**AIM OF THE EXERCISE:** Below, find each line holding "ilist" and state how many there are, using the number alone.

(Saved entries)
···

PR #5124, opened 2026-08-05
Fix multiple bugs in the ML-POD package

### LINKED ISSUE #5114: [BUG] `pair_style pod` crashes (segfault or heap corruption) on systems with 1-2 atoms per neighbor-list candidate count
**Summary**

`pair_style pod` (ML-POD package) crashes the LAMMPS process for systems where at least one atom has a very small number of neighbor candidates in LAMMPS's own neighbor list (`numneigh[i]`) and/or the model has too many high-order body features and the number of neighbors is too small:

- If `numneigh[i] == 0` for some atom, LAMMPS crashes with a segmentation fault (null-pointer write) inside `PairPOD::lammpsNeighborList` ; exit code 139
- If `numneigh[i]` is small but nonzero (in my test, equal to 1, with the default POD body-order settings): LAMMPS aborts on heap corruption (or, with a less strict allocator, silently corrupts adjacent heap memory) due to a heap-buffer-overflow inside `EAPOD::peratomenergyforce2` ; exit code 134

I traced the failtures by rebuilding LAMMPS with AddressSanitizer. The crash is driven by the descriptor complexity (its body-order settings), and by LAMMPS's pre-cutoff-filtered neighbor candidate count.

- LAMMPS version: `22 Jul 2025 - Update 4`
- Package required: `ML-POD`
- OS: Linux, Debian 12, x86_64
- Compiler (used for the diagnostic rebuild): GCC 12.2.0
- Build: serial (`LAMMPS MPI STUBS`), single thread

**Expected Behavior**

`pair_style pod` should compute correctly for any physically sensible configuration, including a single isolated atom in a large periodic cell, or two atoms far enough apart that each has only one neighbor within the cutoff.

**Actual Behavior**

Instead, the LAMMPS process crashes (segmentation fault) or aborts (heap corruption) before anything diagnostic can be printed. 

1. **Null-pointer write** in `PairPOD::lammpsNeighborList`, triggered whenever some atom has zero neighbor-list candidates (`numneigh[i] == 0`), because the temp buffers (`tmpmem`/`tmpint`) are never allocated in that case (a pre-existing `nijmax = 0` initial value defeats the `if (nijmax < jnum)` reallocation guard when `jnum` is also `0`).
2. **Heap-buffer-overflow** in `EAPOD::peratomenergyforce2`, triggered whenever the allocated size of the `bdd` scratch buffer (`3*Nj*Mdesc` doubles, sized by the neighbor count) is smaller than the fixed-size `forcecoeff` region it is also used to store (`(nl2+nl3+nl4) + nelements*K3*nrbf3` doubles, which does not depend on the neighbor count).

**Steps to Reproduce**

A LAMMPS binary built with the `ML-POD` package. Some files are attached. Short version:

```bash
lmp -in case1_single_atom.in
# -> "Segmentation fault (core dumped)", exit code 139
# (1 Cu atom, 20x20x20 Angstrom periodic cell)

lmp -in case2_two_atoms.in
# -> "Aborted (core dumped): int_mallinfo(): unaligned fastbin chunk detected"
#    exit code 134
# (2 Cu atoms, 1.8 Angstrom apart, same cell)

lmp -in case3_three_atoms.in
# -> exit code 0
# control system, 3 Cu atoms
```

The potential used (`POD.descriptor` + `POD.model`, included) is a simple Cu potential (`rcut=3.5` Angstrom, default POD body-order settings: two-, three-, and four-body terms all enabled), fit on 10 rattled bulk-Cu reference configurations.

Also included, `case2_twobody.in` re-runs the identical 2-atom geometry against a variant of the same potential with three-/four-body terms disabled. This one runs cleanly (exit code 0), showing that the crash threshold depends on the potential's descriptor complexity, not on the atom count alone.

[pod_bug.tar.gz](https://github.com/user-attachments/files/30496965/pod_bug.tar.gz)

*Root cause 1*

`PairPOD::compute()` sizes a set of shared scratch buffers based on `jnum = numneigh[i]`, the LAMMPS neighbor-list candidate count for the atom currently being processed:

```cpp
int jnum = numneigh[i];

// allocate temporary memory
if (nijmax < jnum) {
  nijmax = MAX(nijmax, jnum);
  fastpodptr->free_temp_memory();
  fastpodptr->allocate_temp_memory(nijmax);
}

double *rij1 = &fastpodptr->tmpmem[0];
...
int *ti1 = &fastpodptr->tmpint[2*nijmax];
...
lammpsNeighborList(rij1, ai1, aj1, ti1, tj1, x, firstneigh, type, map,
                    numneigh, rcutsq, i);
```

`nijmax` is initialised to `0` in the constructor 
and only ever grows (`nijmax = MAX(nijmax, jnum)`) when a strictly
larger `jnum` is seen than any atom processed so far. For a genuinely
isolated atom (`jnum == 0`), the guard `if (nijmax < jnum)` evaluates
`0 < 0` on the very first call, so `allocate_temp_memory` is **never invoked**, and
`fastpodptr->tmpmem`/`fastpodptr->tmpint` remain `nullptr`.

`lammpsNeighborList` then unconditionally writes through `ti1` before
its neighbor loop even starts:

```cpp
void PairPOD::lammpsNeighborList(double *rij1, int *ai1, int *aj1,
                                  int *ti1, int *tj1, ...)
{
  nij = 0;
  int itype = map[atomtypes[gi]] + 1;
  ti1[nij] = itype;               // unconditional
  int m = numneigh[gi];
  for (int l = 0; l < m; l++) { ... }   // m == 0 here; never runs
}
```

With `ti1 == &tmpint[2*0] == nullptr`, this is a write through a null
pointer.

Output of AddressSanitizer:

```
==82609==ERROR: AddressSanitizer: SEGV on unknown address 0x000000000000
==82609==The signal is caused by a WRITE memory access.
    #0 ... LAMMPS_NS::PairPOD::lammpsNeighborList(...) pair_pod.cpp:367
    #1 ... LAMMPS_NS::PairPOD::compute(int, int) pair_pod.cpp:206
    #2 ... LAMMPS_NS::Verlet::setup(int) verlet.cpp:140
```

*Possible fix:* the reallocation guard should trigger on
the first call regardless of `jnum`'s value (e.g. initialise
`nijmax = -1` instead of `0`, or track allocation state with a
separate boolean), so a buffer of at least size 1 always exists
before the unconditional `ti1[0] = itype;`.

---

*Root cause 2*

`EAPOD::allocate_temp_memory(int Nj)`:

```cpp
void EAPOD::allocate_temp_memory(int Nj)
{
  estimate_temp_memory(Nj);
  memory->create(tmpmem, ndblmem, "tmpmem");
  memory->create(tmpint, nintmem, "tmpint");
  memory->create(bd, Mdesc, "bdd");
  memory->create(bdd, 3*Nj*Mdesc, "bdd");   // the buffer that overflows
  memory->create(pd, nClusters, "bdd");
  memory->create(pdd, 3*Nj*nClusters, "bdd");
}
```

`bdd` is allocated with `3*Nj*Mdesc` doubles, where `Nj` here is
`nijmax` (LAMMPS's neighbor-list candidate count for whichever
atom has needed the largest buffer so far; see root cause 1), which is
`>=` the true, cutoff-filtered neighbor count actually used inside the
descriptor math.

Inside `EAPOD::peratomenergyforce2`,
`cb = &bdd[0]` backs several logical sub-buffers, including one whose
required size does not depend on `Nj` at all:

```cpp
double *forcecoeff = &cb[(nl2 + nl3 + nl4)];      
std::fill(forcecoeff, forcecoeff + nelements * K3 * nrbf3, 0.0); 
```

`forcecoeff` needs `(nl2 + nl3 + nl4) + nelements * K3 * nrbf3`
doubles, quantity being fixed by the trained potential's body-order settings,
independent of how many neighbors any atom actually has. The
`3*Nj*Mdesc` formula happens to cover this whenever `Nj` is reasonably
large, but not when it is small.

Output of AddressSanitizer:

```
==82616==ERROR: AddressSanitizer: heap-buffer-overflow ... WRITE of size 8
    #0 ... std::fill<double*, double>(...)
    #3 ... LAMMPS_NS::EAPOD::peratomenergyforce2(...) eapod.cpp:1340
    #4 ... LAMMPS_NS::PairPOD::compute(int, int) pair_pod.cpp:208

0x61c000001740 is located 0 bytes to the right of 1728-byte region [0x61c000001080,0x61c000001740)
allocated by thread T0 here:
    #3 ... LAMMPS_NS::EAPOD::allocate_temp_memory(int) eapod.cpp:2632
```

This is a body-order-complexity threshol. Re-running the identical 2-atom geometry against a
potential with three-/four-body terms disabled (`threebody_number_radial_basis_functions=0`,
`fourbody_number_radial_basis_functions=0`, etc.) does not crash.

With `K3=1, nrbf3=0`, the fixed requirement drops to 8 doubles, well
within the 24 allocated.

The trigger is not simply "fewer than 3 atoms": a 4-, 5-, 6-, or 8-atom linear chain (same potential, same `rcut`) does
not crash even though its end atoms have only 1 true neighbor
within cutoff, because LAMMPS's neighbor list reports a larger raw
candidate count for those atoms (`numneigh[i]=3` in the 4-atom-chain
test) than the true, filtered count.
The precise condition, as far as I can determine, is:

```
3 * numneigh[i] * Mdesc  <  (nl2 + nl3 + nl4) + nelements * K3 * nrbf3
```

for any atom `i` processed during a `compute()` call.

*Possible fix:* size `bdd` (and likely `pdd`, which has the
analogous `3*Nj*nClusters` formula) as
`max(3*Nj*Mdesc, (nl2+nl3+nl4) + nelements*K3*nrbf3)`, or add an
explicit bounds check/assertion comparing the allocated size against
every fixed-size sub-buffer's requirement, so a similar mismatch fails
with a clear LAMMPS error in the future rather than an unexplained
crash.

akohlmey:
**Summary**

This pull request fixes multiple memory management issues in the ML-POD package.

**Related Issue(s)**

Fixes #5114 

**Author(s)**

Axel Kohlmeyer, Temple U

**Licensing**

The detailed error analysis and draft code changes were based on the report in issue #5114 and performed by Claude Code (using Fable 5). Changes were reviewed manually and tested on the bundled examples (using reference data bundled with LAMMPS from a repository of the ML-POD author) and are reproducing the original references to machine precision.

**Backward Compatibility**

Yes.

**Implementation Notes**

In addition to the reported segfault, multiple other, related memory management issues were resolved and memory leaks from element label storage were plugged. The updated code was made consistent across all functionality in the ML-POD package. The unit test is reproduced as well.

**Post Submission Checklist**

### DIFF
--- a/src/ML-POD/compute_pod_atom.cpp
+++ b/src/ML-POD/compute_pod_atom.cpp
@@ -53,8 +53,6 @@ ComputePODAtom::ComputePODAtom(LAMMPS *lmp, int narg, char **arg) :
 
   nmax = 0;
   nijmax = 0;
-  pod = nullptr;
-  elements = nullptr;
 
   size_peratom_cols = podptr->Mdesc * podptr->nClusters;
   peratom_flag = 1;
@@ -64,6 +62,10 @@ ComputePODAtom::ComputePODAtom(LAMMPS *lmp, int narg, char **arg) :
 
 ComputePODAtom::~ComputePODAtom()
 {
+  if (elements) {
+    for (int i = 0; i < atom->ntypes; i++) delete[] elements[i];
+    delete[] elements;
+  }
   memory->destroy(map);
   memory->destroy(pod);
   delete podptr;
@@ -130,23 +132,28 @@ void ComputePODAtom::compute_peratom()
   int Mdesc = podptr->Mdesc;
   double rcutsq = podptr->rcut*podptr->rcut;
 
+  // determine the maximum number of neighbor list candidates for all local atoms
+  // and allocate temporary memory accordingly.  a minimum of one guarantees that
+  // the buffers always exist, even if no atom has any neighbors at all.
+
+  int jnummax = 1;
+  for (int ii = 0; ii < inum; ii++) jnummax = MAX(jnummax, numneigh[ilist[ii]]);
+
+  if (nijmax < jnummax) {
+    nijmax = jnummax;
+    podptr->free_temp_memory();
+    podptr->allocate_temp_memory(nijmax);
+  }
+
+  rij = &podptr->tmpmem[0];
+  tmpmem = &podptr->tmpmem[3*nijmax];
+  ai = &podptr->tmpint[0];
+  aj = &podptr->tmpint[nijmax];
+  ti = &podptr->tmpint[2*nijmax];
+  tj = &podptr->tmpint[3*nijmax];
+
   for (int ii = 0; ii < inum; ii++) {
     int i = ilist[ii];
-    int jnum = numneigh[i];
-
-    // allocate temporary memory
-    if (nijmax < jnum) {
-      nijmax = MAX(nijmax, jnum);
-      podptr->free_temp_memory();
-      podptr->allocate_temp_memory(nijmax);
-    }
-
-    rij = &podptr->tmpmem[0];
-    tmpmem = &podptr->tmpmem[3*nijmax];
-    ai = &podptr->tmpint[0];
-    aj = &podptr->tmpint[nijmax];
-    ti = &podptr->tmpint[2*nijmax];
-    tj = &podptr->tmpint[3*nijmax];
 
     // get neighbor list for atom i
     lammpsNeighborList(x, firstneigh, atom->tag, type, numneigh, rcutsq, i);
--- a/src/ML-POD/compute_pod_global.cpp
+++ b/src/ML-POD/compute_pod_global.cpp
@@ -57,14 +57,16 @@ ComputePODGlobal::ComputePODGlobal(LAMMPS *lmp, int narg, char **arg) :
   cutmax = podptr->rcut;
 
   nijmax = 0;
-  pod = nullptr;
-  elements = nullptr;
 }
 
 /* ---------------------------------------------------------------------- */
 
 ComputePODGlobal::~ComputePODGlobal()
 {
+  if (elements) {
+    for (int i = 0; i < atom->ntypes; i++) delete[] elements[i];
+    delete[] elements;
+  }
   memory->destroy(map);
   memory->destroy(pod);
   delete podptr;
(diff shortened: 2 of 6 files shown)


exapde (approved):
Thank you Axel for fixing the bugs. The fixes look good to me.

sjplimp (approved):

···

**RESULT FOR THIS EXERCISE:** 2